EXERCISE:
Each record that follows must be reproduced exactly.

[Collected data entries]
******************************

PR #2296, opened 2020-06-04
Convert pivot facets to a component and add hierarchy expand/collapse

cbeer:
Screen Shot 2020-06-04 at 10 01 15

### DIFF
--- a/app/components/blacklight/facet_item_pivot_component.rb
+++ b/app/components/blacklight/facet_item_pivot_component.rb
@@ -3,22 +3,41 @@
 module Blacklight
   # Render facet items and any subtree
   class FacetItemPivotComponent < ::ViewComponent::Base
+    # Somewhat arbitrary number; the only important thing is that
+    # it is bigger than the number of leaf nodes in any collapsing
+    # pivot facet on the page.
+    ID_COUNTER_MAX = 2**20 - 1
+
+    # Mint a (sufficiently) unique identifier, so we can associate
+    # the expand/collapse control with labels
+    def self.mint_id
+      @id_counter = ((@id_counter || 0) + 1) % ID_COUNTER_MAX
+
+      # We convert the ID to hex for markup compactness
+      @id_counter.to_s(16)
+    end
+
     with_collection_parameter :facet_item
 
-    def initialize(facet_item:, wrapping_element: 'li', suppress_link: false)
+    def initialize(facet_item:, wrapping_element: 'li', suppress_link: false, collapsing: nil)
       @facet_item = facet_item
       @wrapping_element = wrapping_element
       @suppress_link = suppress_link
+      @collapsing = collapsing.nil? ? facet_item.facet_config.collapsing : collapsing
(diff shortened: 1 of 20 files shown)


app/components/blacklight/facet_item_pivot_component.rb
```diff
@@ -0,0 +1,66 @@
...
+
+    def has_items?
+      @facet_item.items.present?
+    end
+
+    def facet_toggle_button
+      content_tag 'button', class: 'btn facet-toggle-handle collapsed',
+                            data: { toggle: 'collapse', target: "##{@id}" },
+                            aria: { expanded: false, controls: @id, describedby: "#{@id}_label" } do
+        concat content_tag 'span', t('blacklight.search.facets.pivot.show_html'), class: 'show'
```
jcoyne, line 50: I'm really not a big fan of putting html in i18n. Is there a reason we can't put just the text of the  .sr-only element in the i18n file?

app/components/blacklight/facet_item_pivot_component.rb
```diff
@@ -0,0 +1,74 @@
+# frozen_string_literal: true
+
+module Blacklight
+  # Render facet items and any subtree
+  class FacetItemPivotComponent < ::ViewComponent::Base
+    def self.id_counter
```
jcoyne, line 6: Can you explain this counter? Does this just go up without bounds? Why do we need it?

config/locales/blacklight.de.yml
```diff
@@ -194,6 +194,9 @@ de:
         selected:
           remove: '[entfernen]'
         missing: [fehlt]
+        pivot:
+          show:
+          hide_html: ⊟ <span class="sr-only"></span>
```
jcoyne, line 199: Need to fix this one?

app/components/blacklight/facet_item_pivot_component.rb
cbeer: ARIA requires a unique ID to match the control with the thing it controls. I'm open to better ideas (blacklight-hierarchy uses `SecureRandom.uuid`, which is slow and.. unnecessary). 

Even at 1,000,000,000,000 cycles, the base 36 string is just 7 characters long, but I think most production servers will recycle threads well before that.

config/locales/blacklight.de.yml
cbeer, line 199:
```suggestion
          hide:
```

app/components/blacklight/facet_item_pivot_component.rb
jcoyne: That's super helpful context. Can you please add this information to a comment in this class?

cbeer: Sure; and I've gone ahead and capped the counter at ~1 million, and made sure we only add the id  to leaf nodes. If you have 1 million leaf nodes on  a  page, you might have a problem, but it probably isn't markup validity, accessibility or wonky javascript behavior.

PR #2299, opened 2020-06-18
Update blacklight icon accessibility

cbeer:
Part of https://github.com/sul-dlss/earthworks/issues/653

Fixes https://github.com/sul-dlss/earthworks/issues/657


mejackreed:
More context here, we are now moving from Pattern 5 -> Pattern 8 here: https://www.deque.com/blog/creating-accessible-svgs/. So while the underlying implementation is a bit different, the end result for screen readers should be the same or enhanced.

******************************

RESPONSE BOX:
PR #2296, opened 2020-06-04
Convert pivot facets to a component and add hierarchy expand/collapse

cbeer:
Screen Shot 2020-06-04 at 10 01 15

### DIFF
--- a/app/components/blacklight/facet_item_pivot_component.rb
+++ b/app/components/blacklight/facet_item_pivot_component.rb
@@ -3,22 +3,41 @@
 module Blacklight
   # Render facet items and any subtree
   class FacetItemPivotComponent < ::ViewComponent::Base
+    # Somewhat arbitrary number; the only important thing is that
+    # it is bigger than the number of leaf nodes in any collapsing
+    # pivot facet on the page.
+    ID_COUNTER_MAX = 2**20 - 1
+
+    # Mint a (sufficiently) unique identifier, so we can associate
+    # the expand/collapse control with labels
+    def self.mint_id
+      @id_counter = ((@id_counter || 0) + 1) % ID_COUNTER_MAX
+
+      # We convert the ID to hex for markup compactness
+      @id_counter.to_s(16)
+    end
+
     with_collection_parameter :facet_item
 
-    def initialize(facet_item:, wrapping_element: 'li', suppress_link: false)
+    def initialize(facet_item:, wrapping_element: 'li', suppress_link: false, collapsing: nil)
       @facet_item = facet_item
       @wrapping_element = wrapping_element
       @suppress_link = suppress_link
+      @collapsing = collapsing.nil? ? facet_item.facet_config.collapsing : collapsing
(diff shortened: 1 of 20 files shown)


app/components/blacklight/facet_item_pivot_component.rb
```diff
@@ -0,0 +1,66 @@
...
+
+    def has_items?
+      @facet_item.items.present?
+    end
+
+    def facet_toggle_button
+      content_tag 'button', class: 'btn facet-toggle-handle collapsed',
+                            data: { toggle: 'collapse', target: "##{@id}" },
+                            aria: { expanded: false, controls: @id, describedby: "#{@id}_label" } do
+        concat content_tag 'span', t('blacklight.search.facets.pivot.show_html'), class: 'show'
```
jcoyne, line 50: I'm really not a big fan of putting html in i18n. Is there a reason we can't put just the text of the  .sr-only element in the i18n file?

app/components/blacklight/facet_item_pivot_component.rb
```diff
@@ -0,0 +1,74 @@
+# frozen_string_literal: true
+
+module Blacklight
+  # Render facet items and any subtree
+  class FacetItemPivotComponent < ::ViewComponent::Base
+    def self.id_counter
```
jcoyne, line 6: Can you explain this counter? Does this just go up without bounds? Why do we need it?

config/locales/blacklight.de.yml
```diff
@@ -194,6 +194,9 @@ de:
         selected:
           remove: '[entfernen]'
         missing: [fehlt]
+        pivot:
+          show:
+          hide_html: ⊟ <span class="sr-only"></span>
```
jcoyne, line 199: Need to fix this one?

app/components/blacklight/facet_item_pivot_component.rb
cbeer: ARIA requires a unique ID to match the control with the thing it controls. I'm open to better ideas (blacklight-hierarchy uses `SecureRandom.uuid`, which is slow and.. unnecessary). 

Even at 1,000,000,000,000 cycles, the base 36 string is just 7 characters long, but I think most production servers will recycle threads well before that.

config/locales/blacklight.de.yml
cbeer, line 199:
```suggestion
          hide:
```

app/components/blacklight/facet_item_pivot_component.rb
jcoyne: That's super helpful context. Can you please add this information to a comment in this class?

cbeer: Sure; and I've gone ahead and capped the counter at ~1 million, and made sure we only add the id  to leaf nodes. If you have 1 million leaf nodes on  a  page, you might have a problem, but it probably isn't markup validity, accessibility or wonky javascript behavior.

PR #2299, opened 2020-06-18
Update blacklight icon accessibility

cbeer:
Part of https://github.com/sul-dlss/earthworks/issues/653

Fixes https://github.com/sul-dlss/earthworks/issues/657


mejackreed:
More context here, we are now moving from Pattern 5 -> Pattern 8 here: https://www.deque.com/blog/creating-accessible-svgs/. So while the underlying implementation is a bit different, the end result for screen readers should be the same or enhanced.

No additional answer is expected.